▶ **Exercise objective**: Filter these records by the string "carries", copying each line that holds it.

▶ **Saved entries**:
——————

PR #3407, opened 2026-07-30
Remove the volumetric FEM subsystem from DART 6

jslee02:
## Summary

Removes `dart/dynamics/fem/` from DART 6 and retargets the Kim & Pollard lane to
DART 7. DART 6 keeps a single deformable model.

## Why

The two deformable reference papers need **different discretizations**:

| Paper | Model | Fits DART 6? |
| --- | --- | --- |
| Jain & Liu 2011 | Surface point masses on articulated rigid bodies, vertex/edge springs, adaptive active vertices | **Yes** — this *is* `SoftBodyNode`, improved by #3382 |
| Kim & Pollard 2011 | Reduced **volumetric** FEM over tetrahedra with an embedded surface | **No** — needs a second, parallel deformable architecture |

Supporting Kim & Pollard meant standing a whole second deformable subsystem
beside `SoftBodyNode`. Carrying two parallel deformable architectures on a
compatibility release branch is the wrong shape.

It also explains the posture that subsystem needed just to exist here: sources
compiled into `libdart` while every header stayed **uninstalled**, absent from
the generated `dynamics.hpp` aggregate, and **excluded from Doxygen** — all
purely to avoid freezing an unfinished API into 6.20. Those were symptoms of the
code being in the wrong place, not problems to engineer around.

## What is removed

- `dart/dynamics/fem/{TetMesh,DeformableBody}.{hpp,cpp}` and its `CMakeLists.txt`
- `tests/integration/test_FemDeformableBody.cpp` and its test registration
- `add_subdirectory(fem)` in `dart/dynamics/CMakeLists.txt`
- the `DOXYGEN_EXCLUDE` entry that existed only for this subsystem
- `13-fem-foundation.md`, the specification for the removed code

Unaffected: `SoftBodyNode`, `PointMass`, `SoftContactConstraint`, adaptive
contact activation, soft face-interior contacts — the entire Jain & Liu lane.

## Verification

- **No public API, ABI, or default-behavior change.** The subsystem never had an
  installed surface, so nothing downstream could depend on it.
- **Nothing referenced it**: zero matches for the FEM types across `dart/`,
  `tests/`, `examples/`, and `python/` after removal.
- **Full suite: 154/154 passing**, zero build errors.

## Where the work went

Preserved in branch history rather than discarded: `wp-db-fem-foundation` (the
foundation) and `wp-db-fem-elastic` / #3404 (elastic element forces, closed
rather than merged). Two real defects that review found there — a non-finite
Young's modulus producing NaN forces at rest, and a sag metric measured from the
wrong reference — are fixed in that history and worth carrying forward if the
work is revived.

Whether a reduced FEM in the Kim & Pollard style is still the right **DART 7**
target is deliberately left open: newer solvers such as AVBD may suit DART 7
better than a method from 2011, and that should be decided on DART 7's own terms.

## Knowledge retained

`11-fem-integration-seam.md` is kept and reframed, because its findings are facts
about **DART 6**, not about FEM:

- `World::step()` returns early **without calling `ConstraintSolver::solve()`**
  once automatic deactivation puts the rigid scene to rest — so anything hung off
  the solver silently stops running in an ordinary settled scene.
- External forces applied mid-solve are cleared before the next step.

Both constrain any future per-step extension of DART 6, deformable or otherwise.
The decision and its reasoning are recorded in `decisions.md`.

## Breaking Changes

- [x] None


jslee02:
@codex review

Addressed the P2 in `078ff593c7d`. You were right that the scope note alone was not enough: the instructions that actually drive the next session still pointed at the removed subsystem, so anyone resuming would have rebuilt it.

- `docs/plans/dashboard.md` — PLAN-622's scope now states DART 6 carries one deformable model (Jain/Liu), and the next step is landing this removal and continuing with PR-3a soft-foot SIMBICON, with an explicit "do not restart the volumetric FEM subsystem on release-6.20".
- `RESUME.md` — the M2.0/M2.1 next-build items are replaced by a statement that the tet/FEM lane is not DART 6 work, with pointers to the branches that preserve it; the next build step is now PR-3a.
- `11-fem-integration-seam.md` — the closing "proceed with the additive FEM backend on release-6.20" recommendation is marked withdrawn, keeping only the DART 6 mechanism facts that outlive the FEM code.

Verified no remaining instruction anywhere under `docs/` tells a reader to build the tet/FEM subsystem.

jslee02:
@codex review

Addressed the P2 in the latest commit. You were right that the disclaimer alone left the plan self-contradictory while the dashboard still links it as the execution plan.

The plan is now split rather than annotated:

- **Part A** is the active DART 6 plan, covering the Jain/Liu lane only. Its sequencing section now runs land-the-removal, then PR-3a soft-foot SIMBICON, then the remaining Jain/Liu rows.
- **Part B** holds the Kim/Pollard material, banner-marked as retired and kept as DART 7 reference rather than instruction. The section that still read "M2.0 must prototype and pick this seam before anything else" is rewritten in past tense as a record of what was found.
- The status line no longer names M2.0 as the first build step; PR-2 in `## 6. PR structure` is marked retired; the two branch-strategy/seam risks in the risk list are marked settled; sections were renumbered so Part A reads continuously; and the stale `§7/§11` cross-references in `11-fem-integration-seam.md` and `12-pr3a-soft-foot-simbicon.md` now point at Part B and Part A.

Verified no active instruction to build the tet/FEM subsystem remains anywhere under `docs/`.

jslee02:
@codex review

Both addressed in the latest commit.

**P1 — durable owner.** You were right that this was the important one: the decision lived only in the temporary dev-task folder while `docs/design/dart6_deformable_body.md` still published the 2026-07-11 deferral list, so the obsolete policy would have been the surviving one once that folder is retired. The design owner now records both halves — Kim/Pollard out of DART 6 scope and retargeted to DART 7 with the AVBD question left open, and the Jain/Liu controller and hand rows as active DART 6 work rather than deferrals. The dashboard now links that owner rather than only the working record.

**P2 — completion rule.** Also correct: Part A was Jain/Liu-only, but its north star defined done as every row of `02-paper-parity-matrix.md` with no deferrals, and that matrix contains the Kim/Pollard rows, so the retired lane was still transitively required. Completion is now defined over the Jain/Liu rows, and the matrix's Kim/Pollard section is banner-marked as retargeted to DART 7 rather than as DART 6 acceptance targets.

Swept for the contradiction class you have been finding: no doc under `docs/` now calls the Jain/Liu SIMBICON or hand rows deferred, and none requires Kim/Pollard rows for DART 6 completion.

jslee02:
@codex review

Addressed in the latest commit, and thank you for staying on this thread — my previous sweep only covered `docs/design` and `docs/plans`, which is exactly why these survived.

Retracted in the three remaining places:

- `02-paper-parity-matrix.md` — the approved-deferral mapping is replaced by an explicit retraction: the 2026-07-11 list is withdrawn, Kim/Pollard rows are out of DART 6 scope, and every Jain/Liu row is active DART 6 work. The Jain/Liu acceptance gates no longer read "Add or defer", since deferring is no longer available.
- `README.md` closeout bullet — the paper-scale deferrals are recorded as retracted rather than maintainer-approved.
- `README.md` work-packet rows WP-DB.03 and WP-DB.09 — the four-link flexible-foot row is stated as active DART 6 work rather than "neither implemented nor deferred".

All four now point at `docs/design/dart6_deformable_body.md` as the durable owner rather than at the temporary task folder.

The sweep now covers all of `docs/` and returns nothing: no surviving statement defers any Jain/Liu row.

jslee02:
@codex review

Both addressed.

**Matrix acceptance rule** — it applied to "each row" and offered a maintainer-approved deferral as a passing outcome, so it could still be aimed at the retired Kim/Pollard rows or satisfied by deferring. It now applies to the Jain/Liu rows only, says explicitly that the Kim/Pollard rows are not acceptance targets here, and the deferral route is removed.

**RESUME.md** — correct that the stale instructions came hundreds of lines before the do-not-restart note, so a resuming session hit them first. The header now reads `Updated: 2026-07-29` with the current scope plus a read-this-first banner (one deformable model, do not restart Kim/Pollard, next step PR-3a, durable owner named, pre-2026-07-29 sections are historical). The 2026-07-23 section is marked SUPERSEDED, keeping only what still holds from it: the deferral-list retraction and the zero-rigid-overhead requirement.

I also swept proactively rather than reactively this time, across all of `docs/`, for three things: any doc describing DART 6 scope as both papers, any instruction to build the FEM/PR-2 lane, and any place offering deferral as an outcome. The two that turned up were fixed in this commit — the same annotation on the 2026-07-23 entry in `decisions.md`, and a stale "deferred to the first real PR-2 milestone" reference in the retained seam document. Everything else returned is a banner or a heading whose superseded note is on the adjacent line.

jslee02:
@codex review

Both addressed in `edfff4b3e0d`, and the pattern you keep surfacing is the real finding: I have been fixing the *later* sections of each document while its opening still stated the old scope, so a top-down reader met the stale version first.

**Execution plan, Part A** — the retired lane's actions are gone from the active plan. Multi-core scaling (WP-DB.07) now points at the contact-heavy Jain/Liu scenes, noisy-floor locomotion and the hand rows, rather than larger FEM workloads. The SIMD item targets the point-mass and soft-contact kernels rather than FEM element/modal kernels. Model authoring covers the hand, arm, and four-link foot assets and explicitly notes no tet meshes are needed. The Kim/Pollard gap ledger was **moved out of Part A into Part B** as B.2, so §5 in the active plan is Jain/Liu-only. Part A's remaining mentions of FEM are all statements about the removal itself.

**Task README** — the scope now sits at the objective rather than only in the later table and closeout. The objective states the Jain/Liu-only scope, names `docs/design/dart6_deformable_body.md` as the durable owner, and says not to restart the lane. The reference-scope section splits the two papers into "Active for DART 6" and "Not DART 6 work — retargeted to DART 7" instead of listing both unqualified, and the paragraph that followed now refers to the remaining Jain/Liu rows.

——————

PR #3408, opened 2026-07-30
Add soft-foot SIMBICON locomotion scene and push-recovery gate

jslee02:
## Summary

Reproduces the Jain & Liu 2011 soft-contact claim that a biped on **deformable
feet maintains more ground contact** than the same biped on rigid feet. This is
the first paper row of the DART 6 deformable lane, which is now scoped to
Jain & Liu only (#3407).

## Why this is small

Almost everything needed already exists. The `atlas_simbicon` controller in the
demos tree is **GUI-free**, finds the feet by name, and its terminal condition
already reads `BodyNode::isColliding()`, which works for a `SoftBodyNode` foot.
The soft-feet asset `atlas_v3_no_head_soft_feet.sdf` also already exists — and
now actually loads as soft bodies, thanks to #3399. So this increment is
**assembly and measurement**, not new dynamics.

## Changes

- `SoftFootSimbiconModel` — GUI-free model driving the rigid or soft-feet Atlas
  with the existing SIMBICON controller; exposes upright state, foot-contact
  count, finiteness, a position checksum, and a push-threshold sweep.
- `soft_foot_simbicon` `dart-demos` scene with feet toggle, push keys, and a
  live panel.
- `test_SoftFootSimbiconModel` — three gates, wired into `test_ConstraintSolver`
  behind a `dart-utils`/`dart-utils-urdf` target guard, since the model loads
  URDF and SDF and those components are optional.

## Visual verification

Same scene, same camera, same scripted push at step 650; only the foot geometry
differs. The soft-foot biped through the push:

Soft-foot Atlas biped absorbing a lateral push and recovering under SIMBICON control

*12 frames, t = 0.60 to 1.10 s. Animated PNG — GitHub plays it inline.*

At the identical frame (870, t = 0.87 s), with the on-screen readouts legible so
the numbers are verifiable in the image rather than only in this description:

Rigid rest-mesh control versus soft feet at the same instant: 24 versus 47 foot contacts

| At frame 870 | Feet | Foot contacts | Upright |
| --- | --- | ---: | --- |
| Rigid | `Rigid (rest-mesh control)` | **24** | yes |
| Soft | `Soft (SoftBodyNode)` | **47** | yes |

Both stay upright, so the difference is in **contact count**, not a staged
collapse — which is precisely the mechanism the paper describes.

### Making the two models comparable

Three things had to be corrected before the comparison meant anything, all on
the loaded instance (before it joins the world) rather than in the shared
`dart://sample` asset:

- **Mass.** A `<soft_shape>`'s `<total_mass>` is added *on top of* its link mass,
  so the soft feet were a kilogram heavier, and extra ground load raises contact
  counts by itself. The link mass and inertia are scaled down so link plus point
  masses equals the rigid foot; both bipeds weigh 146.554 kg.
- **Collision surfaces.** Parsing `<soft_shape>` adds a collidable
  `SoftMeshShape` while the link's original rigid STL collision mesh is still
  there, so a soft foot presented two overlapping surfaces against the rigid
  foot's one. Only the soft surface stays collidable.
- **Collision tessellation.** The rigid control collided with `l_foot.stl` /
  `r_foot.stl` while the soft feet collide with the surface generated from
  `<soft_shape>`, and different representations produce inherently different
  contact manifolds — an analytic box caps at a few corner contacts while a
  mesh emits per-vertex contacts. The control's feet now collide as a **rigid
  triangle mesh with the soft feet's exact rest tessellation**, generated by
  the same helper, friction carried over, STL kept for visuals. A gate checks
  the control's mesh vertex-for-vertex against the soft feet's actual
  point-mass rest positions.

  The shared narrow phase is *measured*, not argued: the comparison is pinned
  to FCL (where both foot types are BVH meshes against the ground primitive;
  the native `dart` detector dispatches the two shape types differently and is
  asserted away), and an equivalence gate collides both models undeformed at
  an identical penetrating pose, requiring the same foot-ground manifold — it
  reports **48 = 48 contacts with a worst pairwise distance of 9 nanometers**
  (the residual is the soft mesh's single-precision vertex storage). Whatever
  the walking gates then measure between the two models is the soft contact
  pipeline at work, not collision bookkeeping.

——————

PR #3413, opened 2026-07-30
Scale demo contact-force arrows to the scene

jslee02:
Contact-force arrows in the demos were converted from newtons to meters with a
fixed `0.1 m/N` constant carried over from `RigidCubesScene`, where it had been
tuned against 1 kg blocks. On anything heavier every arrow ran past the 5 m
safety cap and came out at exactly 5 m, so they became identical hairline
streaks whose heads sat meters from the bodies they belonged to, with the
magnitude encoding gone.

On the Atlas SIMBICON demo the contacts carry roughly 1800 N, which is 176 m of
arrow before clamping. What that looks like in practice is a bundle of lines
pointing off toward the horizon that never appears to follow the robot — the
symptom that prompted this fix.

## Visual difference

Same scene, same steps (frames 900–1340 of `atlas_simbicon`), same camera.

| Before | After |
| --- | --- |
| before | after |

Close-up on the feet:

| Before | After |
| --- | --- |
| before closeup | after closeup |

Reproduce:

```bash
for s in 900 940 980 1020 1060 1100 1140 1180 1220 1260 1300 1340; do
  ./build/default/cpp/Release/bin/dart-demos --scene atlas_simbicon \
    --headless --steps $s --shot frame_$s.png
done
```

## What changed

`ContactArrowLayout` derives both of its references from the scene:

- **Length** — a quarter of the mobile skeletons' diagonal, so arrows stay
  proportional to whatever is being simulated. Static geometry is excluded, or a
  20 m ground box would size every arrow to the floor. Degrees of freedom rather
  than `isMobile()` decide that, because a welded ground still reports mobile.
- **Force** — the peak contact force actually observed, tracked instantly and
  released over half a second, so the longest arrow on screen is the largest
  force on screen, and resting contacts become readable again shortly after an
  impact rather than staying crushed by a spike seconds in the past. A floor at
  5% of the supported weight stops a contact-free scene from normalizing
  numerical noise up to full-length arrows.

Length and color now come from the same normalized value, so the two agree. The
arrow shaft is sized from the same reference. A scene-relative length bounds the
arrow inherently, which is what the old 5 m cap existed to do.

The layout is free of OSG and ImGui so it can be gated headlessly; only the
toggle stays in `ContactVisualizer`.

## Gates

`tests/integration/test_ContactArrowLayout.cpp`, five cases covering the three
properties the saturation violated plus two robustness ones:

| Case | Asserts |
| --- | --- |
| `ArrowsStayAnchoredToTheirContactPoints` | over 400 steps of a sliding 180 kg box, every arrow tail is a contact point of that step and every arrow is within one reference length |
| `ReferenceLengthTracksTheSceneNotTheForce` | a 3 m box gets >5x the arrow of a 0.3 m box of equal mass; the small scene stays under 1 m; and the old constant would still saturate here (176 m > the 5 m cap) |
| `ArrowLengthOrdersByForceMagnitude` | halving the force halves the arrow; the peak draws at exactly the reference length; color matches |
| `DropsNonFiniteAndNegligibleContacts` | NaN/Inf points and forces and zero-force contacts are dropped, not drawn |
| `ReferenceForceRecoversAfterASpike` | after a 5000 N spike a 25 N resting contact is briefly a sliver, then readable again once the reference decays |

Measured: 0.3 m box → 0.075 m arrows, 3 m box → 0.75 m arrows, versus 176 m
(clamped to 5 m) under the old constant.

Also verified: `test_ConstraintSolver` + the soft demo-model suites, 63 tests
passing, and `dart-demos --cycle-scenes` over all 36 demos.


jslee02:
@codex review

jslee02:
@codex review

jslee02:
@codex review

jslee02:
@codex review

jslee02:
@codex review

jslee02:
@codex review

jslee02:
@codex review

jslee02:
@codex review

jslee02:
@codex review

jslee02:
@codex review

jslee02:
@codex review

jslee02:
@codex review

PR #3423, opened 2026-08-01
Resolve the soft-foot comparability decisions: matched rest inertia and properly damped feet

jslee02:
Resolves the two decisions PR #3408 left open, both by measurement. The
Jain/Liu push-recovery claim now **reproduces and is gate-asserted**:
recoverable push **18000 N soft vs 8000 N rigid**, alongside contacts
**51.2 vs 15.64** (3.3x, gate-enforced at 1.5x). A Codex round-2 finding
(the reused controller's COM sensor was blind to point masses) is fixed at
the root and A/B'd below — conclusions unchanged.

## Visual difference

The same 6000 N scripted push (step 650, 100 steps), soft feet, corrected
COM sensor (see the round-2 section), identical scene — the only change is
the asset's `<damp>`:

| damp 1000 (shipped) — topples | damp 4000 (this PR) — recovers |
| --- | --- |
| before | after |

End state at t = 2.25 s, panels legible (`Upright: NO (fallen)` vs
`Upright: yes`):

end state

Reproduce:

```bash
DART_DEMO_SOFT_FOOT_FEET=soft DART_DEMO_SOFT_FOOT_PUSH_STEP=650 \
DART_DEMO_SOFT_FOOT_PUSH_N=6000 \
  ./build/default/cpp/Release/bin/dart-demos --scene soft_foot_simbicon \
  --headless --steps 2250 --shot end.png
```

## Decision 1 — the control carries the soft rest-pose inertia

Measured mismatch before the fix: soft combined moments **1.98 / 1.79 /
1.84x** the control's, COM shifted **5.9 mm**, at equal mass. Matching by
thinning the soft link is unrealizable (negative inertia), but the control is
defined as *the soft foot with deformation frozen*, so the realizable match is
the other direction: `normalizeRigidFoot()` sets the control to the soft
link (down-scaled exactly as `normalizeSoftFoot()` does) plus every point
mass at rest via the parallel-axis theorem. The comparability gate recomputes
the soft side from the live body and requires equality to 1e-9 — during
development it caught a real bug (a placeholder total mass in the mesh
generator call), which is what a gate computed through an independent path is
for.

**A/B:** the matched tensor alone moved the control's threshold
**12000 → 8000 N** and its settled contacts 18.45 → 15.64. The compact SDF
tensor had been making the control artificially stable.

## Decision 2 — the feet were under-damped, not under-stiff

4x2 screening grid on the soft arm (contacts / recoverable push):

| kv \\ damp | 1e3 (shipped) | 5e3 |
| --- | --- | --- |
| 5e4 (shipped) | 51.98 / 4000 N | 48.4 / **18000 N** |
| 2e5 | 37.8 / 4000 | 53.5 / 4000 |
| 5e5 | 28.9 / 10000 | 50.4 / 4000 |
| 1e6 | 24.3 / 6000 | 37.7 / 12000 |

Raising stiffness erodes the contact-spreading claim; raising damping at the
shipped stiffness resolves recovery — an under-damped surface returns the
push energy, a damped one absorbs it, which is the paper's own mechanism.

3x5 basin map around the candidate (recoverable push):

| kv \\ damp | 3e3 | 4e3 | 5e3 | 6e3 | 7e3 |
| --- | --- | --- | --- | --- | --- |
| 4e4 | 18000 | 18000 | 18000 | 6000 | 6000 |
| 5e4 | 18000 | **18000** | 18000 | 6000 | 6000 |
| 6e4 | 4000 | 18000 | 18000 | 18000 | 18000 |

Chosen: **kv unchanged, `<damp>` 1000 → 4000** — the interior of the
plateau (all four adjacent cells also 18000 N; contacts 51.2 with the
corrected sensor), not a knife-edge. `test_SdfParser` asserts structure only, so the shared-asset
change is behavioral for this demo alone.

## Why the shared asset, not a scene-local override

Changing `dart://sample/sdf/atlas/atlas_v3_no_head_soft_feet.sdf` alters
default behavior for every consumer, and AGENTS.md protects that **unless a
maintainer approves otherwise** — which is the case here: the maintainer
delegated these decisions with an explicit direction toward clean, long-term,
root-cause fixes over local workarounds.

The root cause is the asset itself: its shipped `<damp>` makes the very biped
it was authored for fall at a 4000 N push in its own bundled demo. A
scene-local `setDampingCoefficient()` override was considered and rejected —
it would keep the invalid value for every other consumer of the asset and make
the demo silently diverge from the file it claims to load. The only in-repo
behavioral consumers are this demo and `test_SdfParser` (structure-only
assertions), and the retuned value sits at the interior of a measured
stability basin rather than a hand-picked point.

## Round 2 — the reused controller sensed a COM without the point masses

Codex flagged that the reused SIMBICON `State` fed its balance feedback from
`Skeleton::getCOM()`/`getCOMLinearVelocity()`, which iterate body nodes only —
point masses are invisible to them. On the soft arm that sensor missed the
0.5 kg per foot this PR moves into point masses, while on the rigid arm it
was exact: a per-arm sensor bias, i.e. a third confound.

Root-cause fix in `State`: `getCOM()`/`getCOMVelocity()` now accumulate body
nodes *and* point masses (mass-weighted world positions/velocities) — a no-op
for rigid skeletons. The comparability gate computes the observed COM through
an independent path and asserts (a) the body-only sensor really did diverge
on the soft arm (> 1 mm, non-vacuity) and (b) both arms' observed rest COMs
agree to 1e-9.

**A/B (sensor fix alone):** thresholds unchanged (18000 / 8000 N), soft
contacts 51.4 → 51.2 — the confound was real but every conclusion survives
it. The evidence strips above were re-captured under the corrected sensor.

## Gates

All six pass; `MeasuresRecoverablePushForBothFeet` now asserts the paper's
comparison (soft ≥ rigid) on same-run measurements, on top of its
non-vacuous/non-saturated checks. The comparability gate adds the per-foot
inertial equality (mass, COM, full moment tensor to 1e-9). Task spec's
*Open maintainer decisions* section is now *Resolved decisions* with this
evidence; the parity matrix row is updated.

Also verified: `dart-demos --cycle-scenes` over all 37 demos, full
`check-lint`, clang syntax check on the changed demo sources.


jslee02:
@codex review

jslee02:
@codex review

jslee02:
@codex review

——————

▶ **Exercise answer**:
- `docs/plans/dashboard.md` — PLAN-622's scope now states DART 6 carries one deformable model (Jain/Liu), and the next step is landing this removal and continuing with PR-3a soft-foot SIMBICON, with an explicit "do not restart the volumetric FEM subsystem on release-6.20".
## Decision 1 — the control carries the soft rest-pose inertia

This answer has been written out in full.